## [WHAT THE EXERCISE ASKS]
From the data below, give the number of lines holding the word "path", with nothing else added.

RECORDS TO PROCESS: Begin

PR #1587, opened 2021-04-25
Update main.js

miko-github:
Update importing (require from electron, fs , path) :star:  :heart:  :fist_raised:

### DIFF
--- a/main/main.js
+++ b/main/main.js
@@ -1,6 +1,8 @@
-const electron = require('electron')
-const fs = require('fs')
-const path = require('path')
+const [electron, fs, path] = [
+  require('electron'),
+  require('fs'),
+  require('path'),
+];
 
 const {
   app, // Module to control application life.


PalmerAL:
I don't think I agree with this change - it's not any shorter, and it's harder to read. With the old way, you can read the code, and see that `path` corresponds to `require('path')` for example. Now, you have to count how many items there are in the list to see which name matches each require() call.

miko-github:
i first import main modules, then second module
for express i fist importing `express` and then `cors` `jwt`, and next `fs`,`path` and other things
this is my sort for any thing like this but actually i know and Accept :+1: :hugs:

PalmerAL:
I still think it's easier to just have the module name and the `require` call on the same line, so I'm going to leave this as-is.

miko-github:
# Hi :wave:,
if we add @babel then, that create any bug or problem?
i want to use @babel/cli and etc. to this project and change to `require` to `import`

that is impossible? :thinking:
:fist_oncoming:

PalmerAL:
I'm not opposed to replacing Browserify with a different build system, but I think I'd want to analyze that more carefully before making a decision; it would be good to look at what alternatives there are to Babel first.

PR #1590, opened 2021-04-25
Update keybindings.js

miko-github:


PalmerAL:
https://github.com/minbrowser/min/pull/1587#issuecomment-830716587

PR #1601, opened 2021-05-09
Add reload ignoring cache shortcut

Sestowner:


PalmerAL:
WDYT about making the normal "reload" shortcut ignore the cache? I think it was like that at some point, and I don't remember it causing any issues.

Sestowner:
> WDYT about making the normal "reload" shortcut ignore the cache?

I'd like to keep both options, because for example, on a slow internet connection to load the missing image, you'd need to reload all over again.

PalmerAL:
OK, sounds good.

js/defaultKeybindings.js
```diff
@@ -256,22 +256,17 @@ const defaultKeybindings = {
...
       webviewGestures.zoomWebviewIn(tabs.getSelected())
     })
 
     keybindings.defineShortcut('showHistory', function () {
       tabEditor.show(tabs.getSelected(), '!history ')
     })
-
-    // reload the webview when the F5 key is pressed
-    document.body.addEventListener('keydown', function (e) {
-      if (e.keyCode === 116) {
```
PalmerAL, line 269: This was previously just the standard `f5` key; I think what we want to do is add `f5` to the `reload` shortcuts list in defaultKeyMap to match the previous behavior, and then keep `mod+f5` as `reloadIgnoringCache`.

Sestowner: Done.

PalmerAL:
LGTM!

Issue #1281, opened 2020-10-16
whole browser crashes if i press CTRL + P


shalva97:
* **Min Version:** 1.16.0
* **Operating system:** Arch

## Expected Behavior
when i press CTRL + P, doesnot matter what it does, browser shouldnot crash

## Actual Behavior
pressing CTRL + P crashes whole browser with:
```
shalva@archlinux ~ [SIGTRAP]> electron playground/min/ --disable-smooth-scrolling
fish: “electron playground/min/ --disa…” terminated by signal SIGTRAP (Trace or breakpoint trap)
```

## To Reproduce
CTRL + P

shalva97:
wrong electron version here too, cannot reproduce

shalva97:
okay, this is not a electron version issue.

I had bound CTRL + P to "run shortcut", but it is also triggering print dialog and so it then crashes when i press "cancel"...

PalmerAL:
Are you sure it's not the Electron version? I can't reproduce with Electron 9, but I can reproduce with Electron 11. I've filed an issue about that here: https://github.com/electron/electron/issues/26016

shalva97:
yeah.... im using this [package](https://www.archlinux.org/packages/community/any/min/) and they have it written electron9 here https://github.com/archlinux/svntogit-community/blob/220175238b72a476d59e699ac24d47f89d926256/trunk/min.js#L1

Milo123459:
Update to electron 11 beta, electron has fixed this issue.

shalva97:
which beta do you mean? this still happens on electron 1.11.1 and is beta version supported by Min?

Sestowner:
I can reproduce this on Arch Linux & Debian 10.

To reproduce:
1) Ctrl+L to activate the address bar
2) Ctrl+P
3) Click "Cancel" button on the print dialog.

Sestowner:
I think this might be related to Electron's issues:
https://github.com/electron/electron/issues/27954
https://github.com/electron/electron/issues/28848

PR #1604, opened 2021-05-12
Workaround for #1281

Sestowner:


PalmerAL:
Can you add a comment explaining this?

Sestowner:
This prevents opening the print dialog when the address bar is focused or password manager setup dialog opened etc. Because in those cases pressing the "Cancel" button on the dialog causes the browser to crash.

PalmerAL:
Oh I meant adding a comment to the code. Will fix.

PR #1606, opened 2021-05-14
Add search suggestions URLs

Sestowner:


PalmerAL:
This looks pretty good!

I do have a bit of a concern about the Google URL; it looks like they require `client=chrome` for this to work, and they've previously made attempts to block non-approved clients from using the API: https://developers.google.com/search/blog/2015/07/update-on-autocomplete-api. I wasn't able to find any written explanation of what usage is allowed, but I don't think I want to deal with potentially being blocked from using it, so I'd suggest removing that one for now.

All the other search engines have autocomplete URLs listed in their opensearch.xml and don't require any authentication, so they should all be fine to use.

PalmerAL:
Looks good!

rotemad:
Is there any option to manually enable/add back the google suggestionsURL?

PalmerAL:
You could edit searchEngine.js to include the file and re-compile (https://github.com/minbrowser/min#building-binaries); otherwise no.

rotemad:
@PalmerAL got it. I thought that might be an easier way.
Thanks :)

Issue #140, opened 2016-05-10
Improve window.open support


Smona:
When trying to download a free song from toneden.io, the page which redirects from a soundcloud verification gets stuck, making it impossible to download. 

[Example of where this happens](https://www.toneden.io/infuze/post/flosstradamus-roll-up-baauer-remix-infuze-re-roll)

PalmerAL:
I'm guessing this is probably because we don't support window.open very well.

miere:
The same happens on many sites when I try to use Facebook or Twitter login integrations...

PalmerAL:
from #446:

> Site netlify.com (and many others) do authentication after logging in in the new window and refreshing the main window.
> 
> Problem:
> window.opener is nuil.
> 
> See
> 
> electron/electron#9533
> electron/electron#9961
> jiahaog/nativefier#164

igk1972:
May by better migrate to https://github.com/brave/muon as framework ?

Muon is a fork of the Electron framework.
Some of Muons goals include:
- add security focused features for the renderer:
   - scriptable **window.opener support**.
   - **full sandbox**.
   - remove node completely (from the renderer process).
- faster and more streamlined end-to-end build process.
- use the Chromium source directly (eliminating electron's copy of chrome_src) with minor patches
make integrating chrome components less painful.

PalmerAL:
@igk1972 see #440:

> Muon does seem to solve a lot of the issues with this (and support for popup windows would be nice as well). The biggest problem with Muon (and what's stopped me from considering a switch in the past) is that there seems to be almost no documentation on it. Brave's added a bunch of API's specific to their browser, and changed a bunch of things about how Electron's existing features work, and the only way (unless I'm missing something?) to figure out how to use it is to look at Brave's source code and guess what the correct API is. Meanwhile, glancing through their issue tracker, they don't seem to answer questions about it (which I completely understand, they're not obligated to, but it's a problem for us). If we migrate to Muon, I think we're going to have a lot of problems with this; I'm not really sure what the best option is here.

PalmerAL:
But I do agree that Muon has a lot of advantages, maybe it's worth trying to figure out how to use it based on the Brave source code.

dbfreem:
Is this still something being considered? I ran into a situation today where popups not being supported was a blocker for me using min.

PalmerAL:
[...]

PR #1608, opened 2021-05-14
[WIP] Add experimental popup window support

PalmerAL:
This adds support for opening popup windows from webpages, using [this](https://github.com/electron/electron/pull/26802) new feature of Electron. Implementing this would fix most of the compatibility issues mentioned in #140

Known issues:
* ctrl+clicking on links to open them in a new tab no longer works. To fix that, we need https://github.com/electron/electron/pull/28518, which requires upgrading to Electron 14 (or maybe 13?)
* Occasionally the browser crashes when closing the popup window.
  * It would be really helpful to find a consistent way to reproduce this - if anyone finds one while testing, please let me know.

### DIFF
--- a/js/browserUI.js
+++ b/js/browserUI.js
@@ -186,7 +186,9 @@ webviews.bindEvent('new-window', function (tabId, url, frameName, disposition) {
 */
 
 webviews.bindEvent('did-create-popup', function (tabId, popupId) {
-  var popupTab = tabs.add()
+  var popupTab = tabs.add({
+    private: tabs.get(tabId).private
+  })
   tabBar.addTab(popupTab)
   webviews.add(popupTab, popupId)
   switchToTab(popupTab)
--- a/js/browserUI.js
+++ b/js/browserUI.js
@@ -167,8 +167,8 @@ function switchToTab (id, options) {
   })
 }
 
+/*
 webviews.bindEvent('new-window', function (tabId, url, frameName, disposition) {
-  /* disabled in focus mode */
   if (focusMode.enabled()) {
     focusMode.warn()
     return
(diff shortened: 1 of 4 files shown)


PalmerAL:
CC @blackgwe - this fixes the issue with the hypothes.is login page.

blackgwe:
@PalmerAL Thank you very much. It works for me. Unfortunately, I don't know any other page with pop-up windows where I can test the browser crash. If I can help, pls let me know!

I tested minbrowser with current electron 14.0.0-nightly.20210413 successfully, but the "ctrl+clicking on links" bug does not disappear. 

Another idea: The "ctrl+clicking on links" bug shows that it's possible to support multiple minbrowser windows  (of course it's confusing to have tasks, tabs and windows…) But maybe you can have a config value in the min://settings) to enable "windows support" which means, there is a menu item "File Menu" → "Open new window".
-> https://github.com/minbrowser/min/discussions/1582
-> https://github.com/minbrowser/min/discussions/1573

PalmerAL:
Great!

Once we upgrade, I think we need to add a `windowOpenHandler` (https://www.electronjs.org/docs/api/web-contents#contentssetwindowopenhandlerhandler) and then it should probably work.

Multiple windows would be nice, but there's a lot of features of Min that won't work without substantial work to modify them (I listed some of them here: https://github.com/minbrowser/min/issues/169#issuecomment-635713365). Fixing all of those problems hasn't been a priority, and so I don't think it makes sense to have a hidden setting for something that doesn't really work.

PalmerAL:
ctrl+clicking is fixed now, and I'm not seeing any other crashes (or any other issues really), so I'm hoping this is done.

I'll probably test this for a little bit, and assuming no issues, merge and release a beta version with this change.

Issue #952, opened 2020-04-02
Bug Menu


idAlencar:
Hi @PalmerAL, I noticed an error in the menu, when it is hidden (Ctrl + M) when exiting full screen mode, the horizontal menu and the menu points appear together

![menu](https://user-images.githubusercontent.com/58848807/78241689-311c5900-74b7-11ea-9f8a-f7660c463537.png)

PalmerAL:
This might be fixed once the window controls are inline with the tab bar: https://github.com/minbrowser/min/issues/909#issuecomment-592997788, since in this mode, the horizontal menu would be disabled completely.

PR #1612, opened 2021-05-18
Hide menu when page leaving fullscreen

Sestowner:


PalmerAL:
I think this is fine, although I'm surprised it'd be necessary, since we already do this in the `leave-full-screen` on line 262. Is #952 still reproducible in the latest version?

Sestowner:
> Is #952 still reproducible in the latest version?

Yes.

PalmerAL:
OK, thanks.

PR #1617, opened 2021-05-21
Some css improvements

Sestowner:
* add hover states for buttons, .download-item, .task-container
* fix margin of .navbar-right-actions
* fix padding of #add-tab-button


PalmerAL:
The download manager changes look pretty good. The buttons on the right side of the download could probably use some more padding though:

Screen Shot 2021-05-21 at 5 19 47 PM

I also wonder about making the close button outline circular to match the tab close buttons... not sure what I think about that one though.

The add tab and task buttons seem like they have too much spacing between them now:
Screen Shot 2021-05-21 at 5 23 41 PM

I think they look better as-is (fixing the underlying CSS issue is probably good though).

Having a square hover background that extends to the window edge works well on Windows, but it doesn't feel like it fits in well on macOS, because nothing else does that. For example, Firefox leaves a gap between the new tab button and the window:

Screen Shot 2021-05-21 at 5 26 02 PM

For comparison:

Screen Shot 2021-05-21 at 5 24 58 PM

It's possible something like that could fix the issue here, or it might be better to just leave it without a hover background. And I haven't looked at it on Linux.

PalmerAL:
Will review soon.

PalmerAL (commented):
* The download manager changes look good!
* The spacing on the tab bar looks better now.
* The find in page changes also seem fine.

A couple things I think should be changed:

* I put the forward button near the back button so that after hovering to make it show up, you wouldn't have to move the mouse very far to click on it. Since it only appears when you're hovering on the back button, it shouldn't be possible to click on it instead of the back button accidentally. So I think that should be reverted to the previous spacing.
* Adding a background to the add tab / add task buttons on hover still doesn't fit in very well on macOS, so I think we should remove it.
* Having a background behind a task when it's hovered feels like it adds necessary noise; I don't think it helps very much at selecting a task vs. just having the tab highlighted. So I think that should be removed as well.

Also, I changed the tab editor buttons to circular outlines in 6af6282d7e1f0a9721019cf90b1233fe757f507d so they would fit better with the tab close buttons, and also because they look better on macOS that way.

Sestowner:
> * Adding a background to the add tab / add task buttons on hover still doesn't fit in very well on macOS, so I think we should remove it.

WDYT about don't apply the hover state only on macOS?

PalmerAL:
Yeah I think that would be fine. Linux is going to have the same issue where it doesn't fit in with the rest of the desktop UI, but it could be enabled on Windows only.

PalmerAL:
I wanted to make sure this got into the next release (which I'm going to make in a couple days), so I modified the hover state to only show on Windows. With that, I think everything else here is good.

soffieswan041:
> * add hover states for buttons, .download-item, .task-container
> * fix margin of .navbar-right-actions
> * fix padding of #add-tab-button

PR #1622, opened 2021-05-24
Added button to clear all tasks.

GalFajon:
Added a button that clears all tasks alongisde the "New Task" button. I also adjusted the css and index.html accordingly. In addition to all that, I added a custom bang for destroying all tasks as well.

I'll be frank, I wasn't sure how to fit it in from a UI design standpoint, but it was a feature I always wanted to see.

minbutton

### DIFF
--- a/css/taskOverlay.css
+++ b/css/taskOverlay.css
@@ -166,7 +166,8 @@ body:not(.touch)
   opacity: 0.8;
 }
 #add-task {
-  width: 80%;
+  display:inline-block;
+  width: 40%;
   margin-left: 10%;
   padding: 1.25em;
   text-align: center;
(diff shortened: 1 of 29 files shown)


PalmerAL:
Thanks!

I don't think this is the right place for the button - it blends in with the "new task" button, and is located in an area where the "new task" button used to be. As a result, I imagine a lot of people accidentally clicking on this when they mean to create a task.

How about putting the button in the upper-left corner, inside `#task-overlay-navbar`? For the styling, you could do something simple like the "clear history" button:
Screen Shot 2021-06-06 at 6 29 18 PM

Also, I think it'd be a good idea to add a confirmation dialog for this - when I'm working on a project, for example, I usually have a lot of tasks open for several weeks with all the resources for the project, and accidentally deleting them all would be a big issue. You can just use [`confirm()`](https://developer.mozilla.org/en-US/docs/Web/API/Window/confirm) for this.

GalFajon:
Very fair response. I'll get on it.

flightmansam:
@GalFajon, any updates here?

RECORDS TO PROCESS: End

## [ANSWER FOR THIS EXERCISE]
6